她这突如其来的一出,惹得姚皇后和玉云舒面面相觑。
她能有什么事啊?
……
范太后死后,距离玉纤凝驱逐出临襄城也不远了。
明武帝在几人回来当日就想把玉纤凝驱逐出去,只是大殷那边的人说什么上天有好生之德,待安仪郡主养好伤再赶出去也不迟。
这些都是容酌手下的人,玉银纱才不信他们这么好心,一个个应该是恨不得把玉纤凝大卸八块才是,整这一出是为何。
直到玉银纱见到她时,才明白是为何。
几日的功夫,玉纤凝身上的伤已经好全了,靠近时,还能闻到一股异香。
这香……
玉银纱挑眉,露出原来如此的表情。
这招狠!
玉纤凝,不,应该说是宋如照正在狼吞虎咽的吃着桌上的饭菜,听到脚步声时警觉的抬头,见到玉银纱时目光呆滞,嘴巴微张。
“你是谁?”
玉银纱眉梢微动,“你不知道我是谁?”
宋如照摇头,手还不断抓着自己的皮肤,从玉银纱的角度看去已经是一片鲜血淋漓。
“那你知道你是谁吗?”
宋如照继续摇头。
玉银纱双手交叉,轻笑一声,失忆了啊,真有意思。
“没关系,我知道你是谁。”
宋如照呆滞的眼睛划过一丝喜色,慌乱的爬到玉银纱面前。
为什么用爬呢,因为她已经不会走路了。
“你告诉我,我是谁?”
她的指尖全都是自己抠破皮肤沾上的血,看的很吓人。
玉银纱后退几步,把天罡鞭甩到她面前,冷声呵斥,“别动!”
宋如照果真不敢再动,匍匐在地上,就那样直勾勾的看着玉银纱。
除了那个能不断蜕皮吸引野兽的香外,煜安王府的人还做了什么,这宋如照怎么变成这样了,都已经不像个人了。
玉银纱不想看她,别开脸,“你叫宋如照。”
“宋如照……”
宋如照好像魔怔一般,一直念着这三个字,“宋如照,宋如照……”
“宋如照……容祚!”
“对了,我是容祚的妻子,我是他的妻子!”
她抬头,满是希冀的看着玉银纱,“你带我去找容祚好不好。”
玉银纱:“……”
容祚谁啊?
哦,那个换了玉纤凝和宋如照脸的男人啊。
看不出来,这宋如照还是个痴情种。
玉银纱上下打量了一下如今的宋如照,摇了摇头。
可惜啊,五国会晤在即,人家马上就要有别的新目标了,你个扰他大事的女人在他眼里已经连根葱都比不上了。

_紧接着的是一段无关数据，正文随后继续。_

PR #1027, opened 2015-06-06
Update assets/scripts/keyboard-shortcuts.js

escaton:
Add "f" shortcut to acces search.


escaton:
@rockbot just to be similar to system `( cmd | ctrl )+f`

PR #1042, opened 2015-06-16
feature parity with the updated license api

rockbot:
The license API has changed a bit; this PR allows us to launch the license API to production without affecting users while we work on the next bits.

cc @bcoe

### DIFF
--- a/handlers/customer.js
+++ b/handlers/customer.js
@@ -1,14 +1,13 @@
-var billing = module.exports = {};
+var customer = module.exports = {};
 var utils = require('../lib/utils');
 
-billing.getBillingInfo = function (request, reply) {
+customer.getBillingInfo = function (request, reply) {
 
   if (!request.features.billing_page) {
     return reply.view('errors/not-found').code(404);
   }
 
   var opts = {
-    namespace: 'billing',
     title: 'Billing',
     updated: ('updated' in request.query),
     canceled: ('canceled' in request.query),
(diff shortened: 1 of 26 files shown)


jefflembeck:
:sheep: it.

handlers/customer.js
```diff
@@ -91,3 +102,25 @@ billing.deleteBillingInfo = function(request, reply) {
     return reply.redirect('/settings/billing?canceled=1');
   });
 };
+
+// var plans = {
```
bcoe: can we delete this commented code :+1:

handlers/customer.js
```diff
@@ -64,25 +65,35 @@ billing.updateBillingInfo = function(request, reply) {
       email: billingInfo.email
     };
 
-    sendToHubspot(process.env.HUBSPOT_FORM_PRIVATE_NPM_SIGNUP, data, function (er) {
-      if (er) {
-        request.logger.error('unable to send billing email to HubSpot');
-        request.logger.error(er);
+    var planInfo = { plan: 'npm-paid-individual-user-7' };
+
+    request.customer.updateSubscription(planInfo, function (err, unused) {
```
bcoe: It might be good to call this `createSubscription`, since it's always attempting to create a subscription rather than updating an existing one :+1:

bcoe:
This is looking good. If a user updates their billing information we currently always try to create a subscription for npm-private-modules, and we just allow an error to occur and log it? you'll get an error because the customer already has a subscription -- we should test this flow.

Issue #991, opened 2015-05-21
Link color inside a header


simov:
:wave:

If you have a markdown like this

```md
## 100+ Supported Providers / [OAuth Playground][playground]
```

It will result in a link with a blue color inside the header when rendered in GitHub https://github.com/simov/grant

But in NPM there is no way for the user to know that this was actually a link https://www.npmjs.com/package/grant so it's very easy to miss that information (and that's quite important in my case :)

Gioyik:
I created a PR (#1049) proposal for this issue. Let me know if is good.

aredridel:
Awaiting response on #1049; we'd certainly love that approach.

karanjthakkar:
@aredridel Can this be closed since proposal #1049 has been closed? Or is this likely to be an issue even after the changes mentioned in https://github.com/npm/newww/pull/1049#issuecomment-183523877 are done?

PR #1049, opened 2015-06-19
Link color inside a header

Gioyik:
This is PR proposal for #991. Let me know if is OK or needs a change. :)


simov:
Thanks for your work on this one @Gioyik :+1: 

I'm not sure if this is going to make all of the headers red or just the headers with additional link in them.

Probably additional selector will be required, but I can't tell just by looking at the changed line.

Gioyik:
@rockbot yes, you're totally right, most of the `## (h2)` are rendered as links. I found a solution using Javascript that could work for everybody. Check this [jsfiddle](http://jsfiddle.net/Gioyik/vzahskny/) as test case and let me know if you think it is OK as solution for this PR.

Thanks a lot

simov:
Thanks for the example, @Gioyik. I think a pure css solution would be better in this case, check out this [fiddle](http://jsfiddle.net/simo/6g3k99jq/).

Either

```css
h2:not(.deep-link) a { color: red; }
```

or

```css
h2 a:not([href^="#"]) { color: red; }
```

works. No idea which one is more optimal, but the second one seems more reliable (in case of html change).

Gioyik:
@rockbot yes, both will work without breaking other package or section in the site. Just let me know which you like more or think is better (second css solution from @simov or mine with Javascript) and I will update the PR with it.

Thank you @simov. I didn't know about that possibility using CSS, I was looking for a css solution first but didn't got it.

simov:
@rockbot well that's just CSS.

My assumption was that each header have an anchor link in it with a `.deep-link` class set on it, or even the more obvious - that link's `href` starts with an `#` character since it's an anchor.

So the above selectors match all links that are inside `h2` tag, excluding the anchor link.

Of course this is going to work only for `h2` tags, if we want it to work for all other header types, we should state that explicitly:

```css
h1 a:not([href^="#"]) { color: red; }
h2 a:not([href^="#"]) { color: red; }
h3 a:not([href^="#"]) { color: red; }
```

And that's not specific to a project, but rather specific to HTML structure, or like in the above selector, specific to attribute value.

If for some reason your markdown parser starts to generate the anchor's `href` attributes like `href="/package/grant#header"` all links will become red. But that's highly unlikely IMO.

aredridel:
I do like the latest proposed solution; if you want to update your PR we can get that merged.

pavelloz:
Maybe you will like also my oldschool view on the subject -- why not just add the `underline` for the `a:link` inside headings?

It will be very simple to implement, it is widely understood what underlined piece of text means and it doesn't require introduction of new color in headings.

stubbornella:
I'm going to close this because we aren't going to change our header colors right now. We have some design changes in the pipe that it would likely conflict with.

PR #1050, opened 2015-06-19
Issue 1043

### LINKED ISSUE #1043: /private-modules should be aware of paid users
The signup form should go away if you are a paid private modules user; the tutorial and instructions should stay.

jefflembeck:
Quick script addition to remove part of static page.

Fixes #1043

### DIFF
--- a/assets/scripts/remove-private-module-signup.js
+++ b/assets/scripts/remove-private-module-signup.js
@@ -1,0 +1,8 @@
+module.exports = function(){
+  $(function () {
+    var loggedIn = $('#user-info a').has('[data-is-paid=true]');
+    if( loggedIn ){
+      $('.private-module-info-container').remove();
+    }
+  });
+};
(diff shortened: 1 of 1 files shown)


assets/scripts/remove-private-module-signup.js
```diff
@@ -0,0 +1,8 @@
+module.exports = function(){
+  $(function () {
+    var privateModuleCustomer = $('#user-info a').is('[data-is-paid=true]');
```
rockbot: wouldn't `$('#user-info a').data('is-paid')` also work? I think that's what we're using elsewhere in the codebase, but if you've got Reasons™ for this format, I'm open to learning :-D

jefflembeck: Yup. That'd work too.

I tend to stay away from using `$.fn.data` because of old speed reasons (it's slow, but in all reality, not much slower than `.is`), but in this case, it wouldn't matter at all. I'll make the change.

That being said, if we're ever in a tight loop and need to use `.data`, we should use `$.data` over `$.fn.data` as it's significantly faster and has the exact same results :)

That being said, I should totally make that `$.data( '#user-info a', 'is-paid' )'`

PR #1647, opened 2015-12-10
fixes bug where unpaid users get 500 instead of billing page

rockbot:
to replicate the bug:

* log in as a user with no payment information
* click on "sign up for private modules" on the profile page
* get 500 

what's expected:
* the user should be taken to the subscriptions page

===

the following PR fixes the bug, but I can't replicate the bug in tests. Any thoughts on how to test this properly?

### DIFF
--- a/handlers/customer.js
+++ b/handlers/customer.js
@@ -36,10 +36,16 @@ customer.getBillingInfo = function(request, reply) {
 
         return {
           customer: customer
+        };
+      }, function(err) {
+        if (err.statusCode === 404) {
+          return {};
+        } else {
+          throw err;
         }
-      })
+      });
     }, function(err) {
-      if (err.statusCode == 404) {
+      if (err.statusCode === 404) {
         return {};
       } else {
         throw err;
--- a/handlers/customer.js
+++ b/handlers/customer.js
@@ -25,38 +25,30 @@ customer.getBillingInfo = function(request, reply) {
     opts.package = request.query.package;
   }
 
-  P.join(
-    request.customer.getById(request.loggedInUser.email).then(function(cust) {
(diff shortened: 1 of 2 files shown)


handlers/customer.js
```diff
@@ -36,10 +36,16 @@ customer.getBillingInfo = function(request, reply) {
...
           customer: customer
+        };
+      }, function(err) {
+        if (err.statusCode === 404) {
+          return {};
+        } else {
+          throw err;
         }
-      })
+      });
```
ceejbot: I would really like to see these functions pulled out & given names for readability reasons. I have been staring at the forest of braces for a couple of minutes now, figuring out what's an error handler etc.

handlers/customer.js
```diff
@@ -78,19 +76,24 @@ customer.getBillingInfo = function(request, reply) {
         privateModules: privateModules,
         orgs: orgs
       };
-    })
-  ).then(function mixInAdditionalOpts(addopts) {
+    });
+
+  P.join(customerStripeData, customerSubscriptions, function(customer, subscriptions) {
```
ceejbot: Each of these two promises (`customerStripeData` and `customerSubscriptions`) represents a call to an external service. These calls might fail or return surprising results (empty, malformatted, not containing required data) etc. Your tests should verify that a) the happy path works, b) the error page is shown when either or both calls fail, c) all errors thrown anywhere in the process are caught instead of crashing the service. The error that originally triggered the look at this method is probably in category (b). Maybe.

jonathanmarvens: Thanks for the suggestions, @ceejbot!

aredridel:
Oh that looks delightful. The 'return null or throw' catcher is a perfect 'exception filter' and exactly what you want. Nice!

PR #1648, opened 2015-12-11
Set up mechanism to prevent page indexing.

ajcrites:
Also block the access pages from search engine indexing

If you Google "parse messy schedule" the first result is the Github repo and the second is the "access" page. The package page itself doesn't show up.

Since `access` is an administrative page without a lot of useful information for non-maintainers it shouldn't be indexed.


aredridel:
Thoughts @npm/dubdub ?

aredridel:
I am quite a fan here, actually. Controlling the indexing to the public set should help make google return more useful results.

PR #1652, opened 2015-12-15
Do not include hiring-container in search view for npmo mode

nexdrew:
Of the four templates that include a `.hiring-container` (for displaying a who's hiring list), only the package search result view (`templates/registry/search.hbs`) neglects the check for `features.npmo`.

This fixes that.


aredridel:
LGTM!

PR #1653, opened 2015-12-15
Give npmo its own default page title based on customer name

nexdrew:
Makes it easier to distinguish between npm On-Site and the public registry site in browser tabs.

Plus it makes npmo that much more customized for our awesome customers!

Public registry tab:

screen shot 2015-12-14 at 11 22 04 pm

New and improved On-Site tab:

screen shot 2015-12-14 at 11 21 27 pm


bcoe:
I like the ♡

aredridel:
<3 it!

PR #1663, opened 2015-12-15
Refactor revoke/extend/accept with error handler

jefflembeck:
Catch the 409, also some name changes.


jefflembeck:
Yes. Also, we will eventually rip this out and have one call that won't potentially cause _issues_

aredridel:
LGTM

jefflembeck:
This is not currently a thing. We can make it a thing later, but the order that is currently in place for this process is important. Whatever we can do to make this work should likely be done when we can figure out transactionality at the registry level.

PR #1665, opened 2015-12-16
Add custom tutorial for each package

aredridel:


jonathanmarvens:
@aredridel: Can you push to staging, please?

jonathanmarvens:
Oops, looks like @rockbot is a mind reader.

aredridel:
1, I think makes sense, but I actually think we can push this to prod and refine, because I want @ashleygwilliams input.

2, I agree. I can just do that.

3. Yes indeed, let's push and refine.

aredridel:
Discussed in triage: going to ship, then refine with @ashleygwilliams input. Will sync up with her.

PR #1666, opened 2015-12-16
adds classes to org nav to appease the newww-tests deity

rockbot:
there's a bug in the u2o newww-tests test, in which we need to click on the `members` tab to see the members in the org... but in order to click on the tab, we need some sort of defining characteristic; a class will do just the trick.


aredridel:
Works for now! Makes me want to invent a whole taxonomy but this will do.

PR #1667, opened 2015-12-16
Validate phone numbers on the enterprise sign up page. Fixes #1447.

### LINKED ISSUE #1447: Improve phone number validation on enterprise signup page
All we do right now is check that it's not empty:

https://github.com/npm/newww/blob/master/facets/enterprise/show-ula.js#L14

I'm sure a client-side regex can be found to validate something vaguely phone-numbery.

jonathanmarvens:


jonathanmarvens:
__CC:__ @npm/dubdub, @seldo.

facets/enterprise/show-ula.js
```diff
@@ -23,9 +24,18 @@ module.exports = function createHubspotLead(request, reply) {
   };
 
   var validatedData = Joi.validate(request.payload, schema, joiOptions);
+  var phoneNumberDataValid = googleLibphonenumber.PhoneNumberUtil.isViablePhoneNumber(request.payload.phone);
 
-  if (validatedData.error) {
+  if (validatedData.error || (! phoneNumberDataValid)) {
```
aredridel: don't need the extra parens, but it's pretty clear either way

facets/enterprise/show-ula.js
```diff
@@ -23,9 +24,18 @@ module.exports = function createHubspotLead(request, reply) {
...
     opts.errors = validatedData.error.details;
```
aredridel: This could be undefined, couldn't it, if only the phone number fails?

facets/enterprise/show-ula.js
jonathanmarvens: Yes, I know. That's more of a style thing for me. I think it's more readable like this.

aredridel: Works for me then!

facets/enterprise/show-ula.js
jonathanmarvens: I don't *think* so, because this library throws exceptions when it fails. (Maybe I should handle the possible exceptions though!)

aredridel: Definitely! But it is checking for `validatedData.error` or the phone number; if there's no errors, except the phone number, it won't be an array and you can't push the phone number error to it, right?

jonathanmarvens: You're right, @aredridel! Thanks for spotting that.

jonathanmarvens:
@npm/dubdub: Okay to merge?

aredridel:
Almost. That's still got one deref of undefined. If there's no joi error, but there is a phone error, `error.details` will throw.

jonathanmarvens:
@npm/dubdub: Okay to merge now :smile:?

aredridel:
Works for me! Nice!

aredridel:
:sheep: it!

PR #1671, opened 2015-12-17
ensures charset=utf-8 on response headers (fixes #1301)

### LINKED ISSUE #1301: Send charset in `content-type` http headers.
Now: `content-type:text/html`. Should be something like: `Content-Type: text/html; charset=utf-8`.
See http://www.w3.org/International/O-HTTP-charset.en.php.

This is not critical for modern browsers, but it was critical for older browsers (like ie8, I don't remember exact versions and don't have them to check). Also note that you have user-controlled content just above the `<meta charset="utf-8">`, in `<title>`.

_I was told to report this issue here instead of a private chat in irc._

rockbot:
also reordered the lifecycle extensions to be [in order](http://hapijs.com/api#request-lifecycle).

### DIFF
--- a/adapters/bonbon.js
+++ b/adapters/bonbon.js
@@ -104,6 +104,10 @@ exports.register = function(server, options, next) {
       case "view":
         request.response.source.context = Hoek.applyToDefaults(options, request.response.source.context);
         request.response.source.context.user = request.loggedInUser;
+
+        // appends charset to content-type header, for security reasons
+        request.response.type('text/html').charset('utf-8');
+
         break;
       case "plain":
         if (typeof (request.response.source) === "object") {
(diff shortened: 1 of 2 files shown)


adapters/bonbon.js
```diff
@@ -110,22 +127,8 @@ exports.register = function(server, options, next) {
...
-      value: latency,
-      page: request.timing.page,
-    });
-
-    // TODO log request info in as close to common log format as possible
-    request.logger.info(toCommonLogFormat(request, {
-      ipHeader: 'fastly-client-ip'
-    }), latency + 'ms');
+    // appends charset to content-type header, for security reasons
+    request.response.type('text/html').charset('utf-8');
```
aredridel: I think there's a conditional you can use here -- to see if it should be html or what.

aredridel: And there's also some messing with content types going on in the `vision` module

jefflembeck:
:sheep:

PR #1675, opened 2015-12-17
adds updated stripe checkout api to connect-src in csp

rockbot:


jefflembeck:
:sheep: when travis is done

Issue #408, opened 2022-08-09
Date published doesn't always show up on Engagement listing


marieanik:
I created and published the last two engagements. Both are published but the date for the first one doesn't show up.
Logged out, came back in MET and now the date doesn't show up for the second one as well.

![Screen Shot 2022-08-09 at 2.26.40 PM.png](https://images.zenhubusercontent.com/6261bc1a04c6a94c2edadddd/110d4839-9389-4aaa-add3-edb043cc12a8)
![Screen Shot 2022-08-09 at 3.31.22 PM.png](https://images.zenhubusercontent.com/6261bc1a04c6a94c2edadddd/41a9d25c-cf78-47c6-ab8b-4b10b15bc370)

saravanpa-aot:
@marieanik can you verify this?

PR #2333, opened 2023-11-06
Feature: SSO Migration - DESENG #408

NatSquared:
Issue #: https://apps.itsm.gov.bc.ca/jira/browse/DESENG-408

*Description of changes:*

> **Feature**: .env var audit and cleanup - [🎟️DESENG-414](https://apps.itsm.gov.bc.ca/jira/browse/DESENG-414) 
> - Update sample.env files to properly reflect the current state of the project and document where to download credentials securely
> *This ticket is not closed by this version*


met-api/src/met_api/__init__.py
```diff
@@ -128,8 +128,15 @@ def build_cache(app):
...
 
-    def get_roles(a_dict):
-        return a_dict['realm_access']['roles']  # pragma: no cover
-
+    def get_roles(token_info):
+        """
+        Consumes a token_info dictionary and returns a list of roles.
+        Uses a configurable path to the roles in the token_info dictionary.
+        """
+        role_access_path = app_context.config['JWT_ROLE_CLAIM']
```
Baelx, line 136: Nice touch with the customizable path. Will be nice to have while we're in this transition period between auth providers.

met-api/src/met_api/models/base_model.py
```diff
@@ -67,16 +67,10 @@ def flush(self):
...
-        """Save and flush."""
-        return self.flush()
-
     def save(self):
         """Save and commit."""
-        self._set_tenant_id()
-        db.session.add(self)
-        db.session.flush()
-        db.session.commit()
+        self.flush()
```
Baelx, line 72: Does `self` access `db.session` in this instance?

NatSquared: The first argument to a method of a class (called [`self`](https://www.w3schools.com/python/gloss_python_self.asp) by convention) always receives a reference to the class itself (in this case, `BaseModel`). So `self.flush()` is the same as [`BaseModel.flush()`](https://github.com/bcgov/met-public/blob/418208247e4ace26a8006cb3175db59ef048abc9/met-api/src/met_api/models/base_model.py#L63), which behind the scenes gets called as something like BaseModel.flush(self=BaseModel)

met-web/sample.env
```diff
@@ -1,9 +1,10 @@
-# Keycloak auth endpoint
-REACT_APP_KEYCLOAK_URL=https://dev.loginproxy.gov.bc.ca/auth
-REACT_APP_KEYCLOAK_REALM=standard
 
-# Resource identifier for the Keycloak client
-REACT_APP_KEYCLOAK_CLIENT=modern-engagement-tools-4787
+# Keycloak auth
+# Copy from 'GDX MET web (public)-installation-*.json'
```
Baelx, line 3: Nice helpful notes to aid in gathering those env variables

met-api/src/met_api/services/authorization.py
```diff
@@ -21,12 +21,13 @@ def check_auth(**kwargs):
...
     skip_tenant_check = current_app.config.get('IS_SINGLE_TENANT_ENVIRONMENT')
     user_from_context: UserContext = kwargs['user_context']
+    user_from_db = StaffUserModel.get_user_by_external_id(user_from_context.sub)
     token_roles = set(user_from_context.roles)
     permitted_roles = set(kwargs.get('one_of_roles', []))
     has_valid_roles = token_roles & permitted_roles
     if has_valid_roles:
         if not skip_tenant_check:
-            user_tenant_id = user_from_context.tenant_id
+            user_tenant_id = user_from_db.tenant_id
```
Baelx, line 30: If I understand correctly, you switched accessing the "current" user from app context to pulling that user from the DB. Was the former solution causing issues?

Baelx:
APPROVED: Nice work on this! I especially appreciate the comments and detailed changelog and PR notes. Looks good :)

玉银纱没有理她,指尖转动着天罡鞭,缓声道:“宋如照,你还有一个名字。”
还有一个名字?
显然名字这两个字很吸引宋如照的注意,她暂时将容祚抛之脑后,期待的看向玉银纱。
只见玉银纱红唇微动,吐出两个字,“罪人!”
伤害世子妃至此的罪人!
永远得不到解脱的罪人!
“罪人……”
宋如照念了一遍,随后拍手欢呼,脸上扬起笑容,“好哦,我叫罪人,我是罪人!”
玉银纱嗤笑一声,对,你是罪人。
看也看完了,玉银纱舒展了一下手臂,抬步准备离开。
“罪人是两个字,宋如照是三个字。”
“果然,两个字的就是要比三个字的好听!”
“罪人,嘿嘿,真好听……”
玉银纱动作一顿,黑眸看向低头掰手指的宋如照。
两个字的比三个字的好听……
世子妃的名字就是两个字,所以,她连名字都嫉妒吗?
嫉妒名字,嫉妒样貌,嫉妒才能……
真是一个和范静好一样可悲可恨又让人恶心的人。